We'll also declare a tiler to use for background imagery.

In [ ]:
tiles = gv.tile_sources.EsriImagery()

Then we will construct the plot out of rasterized point data and tiles.

In [ ]:
tiles * plot(small_dataset)

Benchmarking

In [ ]:
%time display(tiles * plot(small_dataset))
In [ ]:
%time display(tiles * plot(dataset))
In [ ]:
%time display(tiles * plot(df_merc))

Visualize Raster of Point Data

If we compute a raster of the point data then we don't need to store as much data in memory, which should allow faster interactions, and allow use with lots of other tools.

In [ ]:
%time raster = plot(dataset, dynamic=False, width=1000, height=1000).data

The result is an xarray.Dataset with x and y coordinates and a 2D array of Z values.

In [ ]:
raster.metersnorth[1] - raster.metersnorth[0]

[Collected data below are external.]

PR #560, opened 2023-12-21
[AIC-py][editor] load user module for model parsers, run hello world llama

jonathanlastmileai:
[AIC-py][editor] load user module for model parsers, run hello world llama

- user passes path to file (python module) which defines `register_model_parsers()`.
- import the module and call during server setup
- add simple llama run endpoint as poc

~/my_editor_plugin.py:

```
from aiconfig import AIConfigRuntime
from llama import LlamaModelParser


def register_model_parsers() -> None:
    model_path = "/Users/jonathan/Projects/aiconfig/models/llama-2-7b-chat.Q4_K_M.gguf"
    llama_model_parser = LlamaModelParser(model_path)
    AIConfigRuntime.register_model_parser(llama_model_parser, "llama-2-7b-chat")

```

Run server:
```
aiconfig edit  --aiconfig-path=cli/aiconfig-editor/travel.aiconfig.json \
          --server-port=8080 \
          --server-mode=debug_backend \
          --parsers-module-path="~/my_editor_plugin.py" --log-level=debug

```

Request:
`curl http://localhost:8080/api/run`

Output:

```
<p>

ANSWER:
When visiting Central Park in New York City, it's a good idea to bring the following items:

- A map of the park to help you navigate.
- Comfortable walking shoes or sneakers to enjoy the many walking paths and attractions.
- Sunscreen and insect repellent to protect yourself from the sun and bugs.
- A camera to capture memories of your visit, including iconic landmarks like the Bethesda Terrace and the Loeb Boathouse.
- A picnic blanket or a cooler with sn</p>
```

---
Stack created with [Sapling](https://sapling-scm.com). Best reviewed with [ReviewStack](https://reviewstack.dev/lastmile-ai/aiconfig/pull/560).
* #567
* #565
* #563
* __->__ #560
* #556
* #555

PR #556, opened 2023-12-20
[AIC-py][editor] bundle easy changes

jonathanlastmileai:
[AIC-py][editor] bundle easy changes

- make aiconfig runtime
- log to file
- make path relative to aiconfig root

---
Stack created with [Sapling](https://sapling-scm.com). Best reviewed with [ReviewStack](https://reviewstack.dev/lastmile-ai/aiconfig/pull/556).
* #567
* #565
* #563
* #560
* __->__ #556
* #555

PR #563, opened 2023-12-21
[AIC-py][editor] implement a couple of POST endpoints and add a lot of usage and dev detail to readme

jonathanlastmileai:
[AIC-py][editor] implement a couple of POST endpoints and add a lot of usage and dev detail to readme

---
Stack created with [Sapling](https://sapling-scm.com). Best reviewed with [ReviewStack](https://reviewstack.dev/lastmile-ai/aiconfig/pull/563).
* #567
* #565
* __->__ #563
* #560
* #556
* #555


python/src/aiconfig/editor/server/server.py
```diff
@@ -109,27 +110,88 @@ def _get_server_state(app: Flask) -> ServerState:
...
-    LOGGER.info("Count: %s", ss.count)
     return app.send_static_file("index.html")
 
 
-@app.route("/test")
-def test():
-    return {"key": 6}
+@app.route("/api/load", methods=["POST"])
+def load():
+    ss = _get_server_state(app)
```
saqadri, line 118: minor nit: having some meaningful variable names makes it easy to read the code down the line (maybe rename to `state`?)

python/src/aiconfig/editor/server/server.py
```diff
@@ -109,27 +110,88 @@ def _get_server_state(app: Flask) -> ServerState:
...
+    if not path:
+        return {"message": "No path provided"}, 400
+    elif not os.path.isfile(path):
+        return {"message": f"File does not exist: {path}"}, 400
+    else:
+        try:
+            ss.aiconfig_runtime = AIConfigRuntime.load(path)  # type: ignore
+            return {"message": "Done"}, 200
+        except Exception as e:
+            return {"message": f"<p>Failed to load AIConfig from {path}: {e}"}, 400
```
saqadri, line 131: `<p>` missing and end `</p>`? Do we even need the string to be wrapped in the paragraph tag?

saqadri: Same for all methods below

python/src/aiconfig/editor/server/server.py
```diff
@@ -109,27 +110,88 @@ def _get_server_state(app: Flask) -> ServerState:
...
+
+
+@app.route("/api/save", methods=["POST"])
+def save():
+    ss = _get_server_state(app)
+    request_json = request.get_json()
+    path = request_json["path"]
```
saqadri, line 138: missing `include_outputs`. I think it would be much better to stick close to the properties/data types expected by AIConfig API. Makes it easy to use this server

python/src/aiconfig/editor/server/server.py
```diff
@@ -109,27 +110,88 @@ def _get_server_state(app: Flask) -> ServerState:
...
+    prompt_name = request_json.get("prompt_name", None)
+    stream = request_json.get("stream", True)
+    LOGGER.info(f"Running prompt: {prompt_name}, {stream=}")
+    inference_options = InferenceOptions(stream=stream)
+    try:
+        result = await ss.aiconfig_runtime.run(prompt_name, options=inference_options)  # type: ignore
+        LOGGER.debug(f"Result: {result=}")
+        result_text = str(
+            ss.aiconfig_runtime.get_output_text(prompt_name)  # type: ignore
+            #
```
saqadri, line 171: Remove?

python/src/aiconfig/editor/server/server.py
```diff
@@ -109,27 +110,88 @@ def _get_server_state(app: Flask) -> ServerState:
...
+            if isinstance(result, list)
+            #
+            else result.data[0]  # type: ignore
+        )
+        return {"message": "Done", "output": result_text}, 200
```
saqadri, line 176: This shouldn't be text specific. Returning the entire output will be important

saqadri (approved):
Approving to unblock -- a few comments.

Before we implement all the endpoints, can we align on the pattern to adopt for the API request type, and responses? cc @rossdanlm -- I think a bunch of work for this has already been done in the Gradio backend (https://github.com/lastmile-ai/gradio-workbook/blob/main/gradioworkbook/backend/gradio_gradioworkbook/events.py) which we should take inspiration from.

What's currently being returned cannot be used by the frontend

jonathanlastmileai:
> Approving to unblock -- a few comments.
> 
> Before we implement all the endpoints, can we align on the pattern to adopt for the API request type, and responses? cc @rossdanlm -- I think a bunch of work for this has already been done in the Gradio backend (https://github.com/lastmile-ai/gradio-workbook/blob/main/gradioworkbook/backend/gradio_gradioworkbook/events.py) which we should take inspiration from.
> 
> What's currently being returned cannot be used by the frontend

Sure, why is this unusable and what structure should it have? I can do any endpoint naming convention and request/response structure, all should be equally easy.

python/src/aiconfig/editor/server/server.py
jonathanlastmileai: We'll fix this with standard input/output

python/src/aiconfig/editor/server/server.py
jonathanlastmileai: I'm using these # lines as a hack because otherwise it autoformats to very long lines...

With these data we can use the geo tools in datashader to compute and visualize the elevation using hillshading for instance. See Datashader User Guide #8 for more datashader and xrspatial geo tooling.

In [ ]:
from xrspatial import hillshade
In [ ]:
illuminated = hillshade(raster.get('meterswest_metersnorth Z'))
hv_shaded = hv.Image((raster.meterswest, raster.metersnorth, illuminated))
In [ ]:
tiles * rasterize(hv_shaded.options(opts.Image(cmap='blues', height=600, width=600)))

Ideas for future work

It'd be nice to have a rasterio writer from xarray so that we could easily write chunked geotiffs from xarray objects.